» **RECORDS TO USE**:

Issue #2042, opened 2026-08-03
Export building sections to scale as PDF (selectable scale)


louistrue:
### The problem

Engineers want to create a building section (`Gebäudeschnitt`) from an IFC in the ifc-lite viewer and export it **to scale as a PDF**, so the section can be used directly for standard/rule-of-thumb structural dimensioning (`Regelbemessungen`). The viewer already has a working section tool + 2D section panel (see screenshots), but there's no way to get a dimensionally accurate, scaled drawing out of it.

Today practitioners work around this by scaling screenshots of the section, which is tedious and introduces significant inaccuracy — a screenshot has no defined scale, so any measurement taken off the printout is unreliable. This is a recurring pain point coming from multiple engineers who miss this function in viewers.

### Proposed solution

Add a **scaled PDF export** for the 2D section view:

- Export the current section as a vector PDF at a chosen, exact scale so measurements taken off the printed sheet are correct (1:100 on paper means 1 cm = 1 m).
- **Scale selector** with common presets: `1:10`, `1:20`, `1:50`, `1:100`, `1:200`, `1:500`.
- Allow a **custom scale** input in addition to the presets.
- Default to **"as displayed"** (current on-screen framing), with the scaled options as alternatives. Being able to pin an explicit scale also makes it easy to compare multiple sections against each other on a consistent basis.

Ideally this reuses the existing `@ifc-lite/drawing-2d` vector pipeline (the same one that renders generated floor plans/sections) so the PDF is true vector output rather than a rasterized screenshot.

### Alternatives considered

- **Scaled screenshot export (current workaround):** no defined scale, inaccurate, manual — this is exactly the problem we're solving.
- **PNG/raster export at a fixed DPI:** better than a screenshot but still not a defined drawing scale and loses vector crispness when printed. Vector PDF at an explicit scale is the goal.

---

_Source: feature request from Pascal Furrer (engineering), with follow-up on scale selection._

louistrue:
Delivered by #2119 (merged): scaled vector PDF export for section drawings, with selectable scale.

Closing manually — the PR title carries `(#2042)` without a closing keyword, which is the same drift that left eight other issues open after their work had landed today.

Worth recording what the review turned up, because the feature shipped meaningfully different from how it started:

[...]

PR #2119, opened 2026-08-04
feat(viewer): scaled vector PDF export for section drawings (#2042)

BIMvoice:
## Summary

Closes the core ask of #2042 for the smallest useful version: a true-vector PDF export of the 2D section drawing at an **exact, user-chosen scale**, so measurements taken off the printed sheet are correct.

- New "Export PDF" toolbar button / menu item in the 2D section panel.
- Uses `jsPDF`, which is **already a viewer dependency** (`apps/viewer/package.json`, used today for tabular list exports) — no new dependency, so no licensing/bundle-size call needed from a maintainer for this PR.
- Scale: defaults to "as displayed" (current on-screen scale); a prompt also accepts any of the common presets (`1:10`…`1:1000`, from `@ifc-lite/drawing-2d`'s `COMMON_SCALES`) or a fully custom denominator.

» **HOW TO COMPLETE THIS TASK**: Only the lines from the one containing "2D section panel." through the last line of the material should be returned, each one exactly as written.

» **THE ANSWER**:
- New "Export PDF" toolbar button / menu item in the 2D section panel.
- Uses `jsPDF`, which is **already a viewer dependency** (`apps/viewer/package.json`, used today for tabular list exports) — no new dependency, so no licensing/bundle-size call needed from a maintainer for this PR.
- Scale: defaults to "as displayed" (current on-screen scale); a prompt also accepts any of the common presets (`1:10`…`1:1000`, from `@ifc-lite/drawing-2d`'s `COMMON_SCALES`) or a fully custom denominator.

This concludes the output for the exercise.